■ ASSIGNMENT
Please retype the listing below without a single change.

■ EXCERPTED DATA
○ ○ ○
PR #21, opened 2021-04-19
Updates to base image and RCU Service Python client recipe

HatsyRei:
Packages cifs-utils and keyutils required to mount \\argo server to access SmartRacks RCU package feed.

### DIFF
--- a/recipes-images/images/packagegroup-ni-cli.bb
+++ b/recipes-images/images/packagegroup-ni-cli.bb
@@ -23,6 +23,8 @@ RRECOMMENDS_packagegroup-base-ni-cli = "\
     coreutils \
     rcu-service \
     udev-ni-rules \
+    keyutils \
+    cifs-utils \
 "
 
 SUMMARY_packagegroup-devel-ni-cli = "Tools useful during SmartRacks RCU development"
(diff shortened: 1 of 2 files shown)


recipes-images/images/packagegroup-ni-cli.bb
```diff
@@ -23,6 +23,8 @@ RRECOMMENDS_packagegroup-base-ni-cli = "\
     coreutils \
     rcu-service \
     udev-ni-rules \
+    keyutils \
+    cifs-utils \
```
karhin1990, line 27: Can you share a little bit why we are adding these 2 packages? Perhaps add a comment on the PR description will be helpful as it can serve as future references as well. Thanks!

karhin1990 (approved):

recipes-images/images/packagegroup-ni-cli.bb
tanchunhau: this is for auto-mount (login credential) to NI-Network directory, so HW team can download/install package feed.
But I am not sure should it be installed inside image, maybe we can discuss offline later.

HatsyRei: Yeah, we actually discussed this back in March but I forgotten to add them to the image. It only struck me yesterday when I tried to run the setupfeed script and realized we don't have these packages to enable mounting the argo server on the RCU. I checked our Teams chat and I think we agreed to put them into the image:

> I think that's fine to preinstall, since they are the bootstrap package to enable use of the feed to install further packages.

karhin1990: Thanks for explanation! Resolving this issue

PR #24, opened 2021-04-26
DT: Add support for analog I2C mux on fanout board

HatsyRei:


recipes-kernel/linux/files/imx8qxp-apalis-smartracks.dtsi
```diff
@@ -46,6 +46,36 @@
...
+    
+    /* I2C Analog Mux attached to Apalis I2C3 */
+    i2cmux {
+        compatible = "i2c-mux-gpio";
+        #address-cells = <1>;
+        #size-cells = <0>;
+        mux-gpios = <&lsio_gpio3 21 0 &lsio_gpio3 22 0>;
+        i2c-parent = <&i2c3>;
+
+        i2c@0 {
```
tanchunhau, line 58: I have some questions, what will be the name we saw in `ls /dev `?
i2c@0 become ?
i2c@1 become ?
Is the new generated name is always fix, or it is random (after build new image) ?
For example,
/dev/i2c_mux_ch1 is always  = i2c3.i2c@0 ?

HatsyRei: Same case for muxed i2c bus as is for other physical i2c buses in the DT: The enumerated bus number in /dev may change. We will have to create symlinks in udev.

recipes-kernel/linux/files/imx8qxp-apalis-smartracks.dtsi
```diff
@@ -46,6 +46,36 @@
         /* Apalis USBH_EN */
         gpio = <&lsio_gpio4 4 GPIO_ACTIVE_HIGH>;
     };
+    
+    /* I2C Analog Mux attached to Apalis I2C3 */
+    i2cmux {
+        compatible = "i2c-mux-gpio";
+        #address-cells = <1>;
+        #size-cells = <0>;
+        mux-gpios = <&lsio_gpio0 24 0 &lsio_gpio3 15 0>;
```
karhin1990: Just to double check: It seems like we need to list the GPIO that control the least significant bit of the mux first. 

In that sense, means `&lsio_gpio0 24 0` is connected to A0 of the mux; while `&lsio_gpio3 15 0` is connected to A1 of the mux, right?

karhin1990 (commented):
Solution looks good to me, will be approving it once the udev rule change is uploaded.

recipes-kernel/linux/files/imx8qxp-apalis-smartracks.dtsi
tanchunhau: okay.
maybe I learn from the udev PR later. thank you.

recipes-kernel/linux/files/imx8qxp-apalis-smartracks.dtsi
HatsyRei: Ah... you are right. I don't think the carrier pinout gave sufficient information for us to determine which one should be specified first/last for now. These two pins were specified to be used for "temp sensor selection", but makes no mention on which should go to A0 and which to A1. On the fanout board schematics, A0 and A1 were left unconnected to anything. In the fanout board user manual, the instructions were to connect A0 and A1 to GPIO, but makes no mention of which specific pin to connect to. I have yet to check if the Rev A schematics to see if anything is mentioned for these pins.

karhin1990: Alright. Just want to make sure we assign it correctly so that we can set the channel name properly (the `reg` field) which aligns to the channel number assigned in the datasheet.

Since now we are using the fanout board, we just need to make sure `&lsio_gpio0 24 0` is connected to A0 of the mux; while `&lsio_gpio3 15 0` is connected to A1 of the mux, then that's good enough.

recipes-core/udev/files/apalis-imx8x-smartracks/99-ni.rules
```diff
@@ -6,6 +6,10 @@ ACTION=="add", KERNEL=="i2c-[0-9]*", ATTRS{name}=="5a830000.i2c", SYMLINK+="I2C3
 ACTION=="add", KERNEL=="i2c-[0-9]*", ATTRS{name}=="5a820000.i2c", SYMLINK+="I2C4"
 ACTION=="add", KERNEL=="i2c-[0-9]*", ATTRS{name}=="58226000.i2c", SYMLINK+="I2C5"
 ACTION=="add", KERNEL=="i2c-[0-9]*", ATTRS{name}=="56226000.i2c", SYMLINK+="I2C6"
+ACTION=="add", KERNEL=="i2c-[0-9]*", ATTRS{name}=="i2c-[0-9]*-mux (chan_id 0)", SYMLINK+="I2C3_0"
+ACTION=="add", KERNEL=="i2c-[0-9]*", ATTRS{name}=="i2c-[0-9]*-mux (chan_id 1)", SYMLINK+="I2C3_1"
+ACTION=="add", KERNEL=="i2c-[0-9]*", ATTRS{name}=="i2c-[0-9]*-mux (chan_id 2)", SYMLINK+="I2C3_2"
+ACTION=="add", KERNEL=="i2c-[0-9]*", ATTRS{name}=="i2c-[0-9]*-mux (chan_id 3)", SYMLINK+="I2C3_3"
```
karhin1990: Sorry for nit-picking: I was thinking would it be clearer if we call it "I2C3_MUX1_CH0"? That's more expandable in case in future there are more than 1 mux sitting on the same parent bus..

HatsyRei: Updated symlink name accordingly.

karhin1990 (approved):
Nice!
○ ○ ○
■ OUTPUT OF THE EXERCISE
PR #21, opened 2021-04-19
Updates to base image and RCU Service Python client recipe

HatsyRei:
Packages cifs-utils and keyutils required to mount \\argo server to access SmartRacks RCU package feed.

### DIFF
--- a/recipes-images/images/packagegroup-ni-cli.bb
+++ b/recipes-images/images/packagegroup-ni-cli.bb
@@ -23,6 +23,8 @@ RRECOMMENDS_packagegroup-base-ni-cli = "\
     coreutils \
     rcu-service \
     udev-ni-rules \
+    keyutils \
+    cifs-utils \
 "
 
 SUMMARY_packagegroup-devel-ni-cli = "Tools useful during SmartRacks RCU development"
(diff shortened: 1 of 2 files shown)


recipes-images/images/packagegroup-ni-cli.bb
```diff
@@ -23,6 +23,8 @@ RRECOMMENDS_packagegroup-base-ni-cli = "\
     coreutils \
     rcu-service \
     udev-ni-rules \
+    keyutils \
+    cifs-utils \
```
karhin1990, line 27: Can you share a little bit why we are adding these 2 packages? Perhaps add a comment on the PR description will be helpful as it can serve as future references as well. Thanks!

karhin1990 (approved):

recipes-images/images/packagegroup-ni-cli.bb
tanchunhau: this is for auto-mount (login credential) to NI-Network directory, so HW team can download/install package feed.
But I am not sure should it be installed inside image, maybe we can discuss offline later.

HatsyRei: Yeah, we actually discussed this back in March but I forgotten to add them to the image. It only struck me yesterday when I tried to run the setupfeed script and realized we don't have these packages to enable mounting the argo server on the RCU. I checked our Teams chat and I think we agreed to put them into the image:

> I think that's fine to preinstall, since they are the bootstrap package to enable use of the feed to install further packages.

karhin1990: Thanks for explanation! Resolving this issue

PR #24, opened 2021-04-26
DT: Add support for analog I2C mux on fanout board

HatsyRei:


recipes-kernel/linux/files/imx8qxp-apalis-smartracks.dtsi
```diff
@@ -46,6 +46,36 @@
...
+    
+    /* I2C Analog Mux attached to Apalis I2C3 */
+    i2cmux {
+        compatible = "i2c-mux-gpio";
+        #address-cells = <1>;
+        #size-cells = <0>;
+        mux-gpios = <&lsio_gpio3 21 0 &lsio_gpio3 22 0>;
+        i2c-parent = <&i2c3>;
+
+        i2c@0 {
```
tanchunhau, line 58: I have some questions, what will be the name we saw in `ls /dev `?
i2c@0 become ?
i2c@1 become ?
Is the new generated name is always fix, or it is random (after build new image) ?
For example,
/dev/i2c_mux_ch1 is always  = i2c3.i2c@0 ?

HatsyRei: Same case for muxed i2c bus as is for other physical i2c buses in the DT: The enumerated bus number in /dev may change. We will have to create symlinks in udev.

recipes-kernel/linux/files/imx8qxp-apalis-smartracks.dtsi
```diff
@@ -46,6 +46,36 @@
         /* Apalis USBH_EN */
         gpio = <&lsio_gpio4 4 GPIO_ACTIVE_HIGH>;
     };
+    
+    /* I2C Analog Mux attached to Apalis I2C3 */
+    i2cmux {
+        compatible = "i2c-mux-gpio";
+        #address-cells = <1>;
+        #size-cells = <0>;
+        mux-gpios = <&lsio_gpio0 24 0 &lsio_gpio3 15 0>;
```
karhin1990: Just to double check: It seems like we need to list the GPIO that control the least significant bit of the mux first. 

In that sense, means `&lsio_gpio0 24 0` is connected to A0 of the mux; while `&lsio_gpio3 15 0` is connected to A1 of the mux, right?

karhin1990 (commented):
Solution looks good to me, will be approving it once the udev rule change is uploaded.

recipes-kernel/linux/files/imx8qxp-apalis-smartracks.dtsi
tanchunhau: okay.
maybe I learn from the udev PR later. thank you.

recipes-kernel/linux/files/imx8qxp-apalis-smartracks.dtsi
HatsyRei: Ah... you are right. I don't think the carrier pinout gave sufficient information for us to determine which one should be specified first/last for now. These two pins were specified to be used for "temp sensor selection", but makes no mention on which should go to A0 and which to A1. On the fanout board schematics, A0 and A1 were left unconnected to anything. In the fanout board user manual, the instructions were to connect A0 and A1 to GPIO, but makes no mention of which specific pin to connect to. I have yet to check if the Rev A schematics to see if anything is mentioned for these pins.

karhin1990: Alright. Just want to make sure we assign it correctly so that we can set the channel name properly (the `reg` field) which aligns to the channel number assigned in the datasheet.

Since now we are using the fanout board, we just need to make sure `&lsio_gpio0 24 0` is connected to A0 of the mux; while `&lsio_gpio3 15 0` is connected to A1 of the mux, then that's good enough.

recipes-core/udev/files/apalis-imx8x-smartracks/99-ni.rules
```diff
@@ -6,6 +6,10 @@ ACTION=="add", KERNEL=="i2c-[0-9]*", ATTRS{name}=="5a830000.i2c", SYMLINK+="I2C3
 ACTION=="add", KERNEL=="i2c-[0-9]*", ATTRS{name}=="5a820000.i2c", SYMLINK+="I2C4"
 ACTION=="add", KERNEL=="i2c-[0-9]*", ATTRS{name}=="58226000.i2c", SYMLINK+="I2C5"
 ACTION=="add", KERNEL=="i2c-[0-9]*", ATTRS{name}=="56226000.i2c", SYMLINK+="I2C6"
+ACTION=="add", KERNEL=="i2c-[0-9]*", ATTRS{name}=="i2c-[0-9]*-mux (chan_id 0)", SYMLINK+="I2C3_0"
+ACTION=="add", KERNEL=="i2c-[0-9]*", ATTRS{name}=="i2c-[0-9]*-mux (chan_id 1)", SYMLINK+="I2C3_1"
+ACTION=="add", KERNEL=="i2c-[0-9]*", ATTRS{name}=="i2c-[0-9]*-mux (chan_id 2)", SYMLINK+="I2C3_2"
+ACTION=="add", KERNEL=="i2c-[0-9]*", ATTRS{name}=="i2c-[0-9]*-mux (chan_id 3)", SYMLINK+="I2C3_3"
```
karhin1990: Sorry for nit-picking: I was thinking would it be clearer if we call it "I2C3_MUX1_CH0"? That's more expandable in case in future there are more than 1 mux sitting on the same parent bus..

HatsyRei: Updated symlink name accordingly.

karhin1990 (approved):
Nice!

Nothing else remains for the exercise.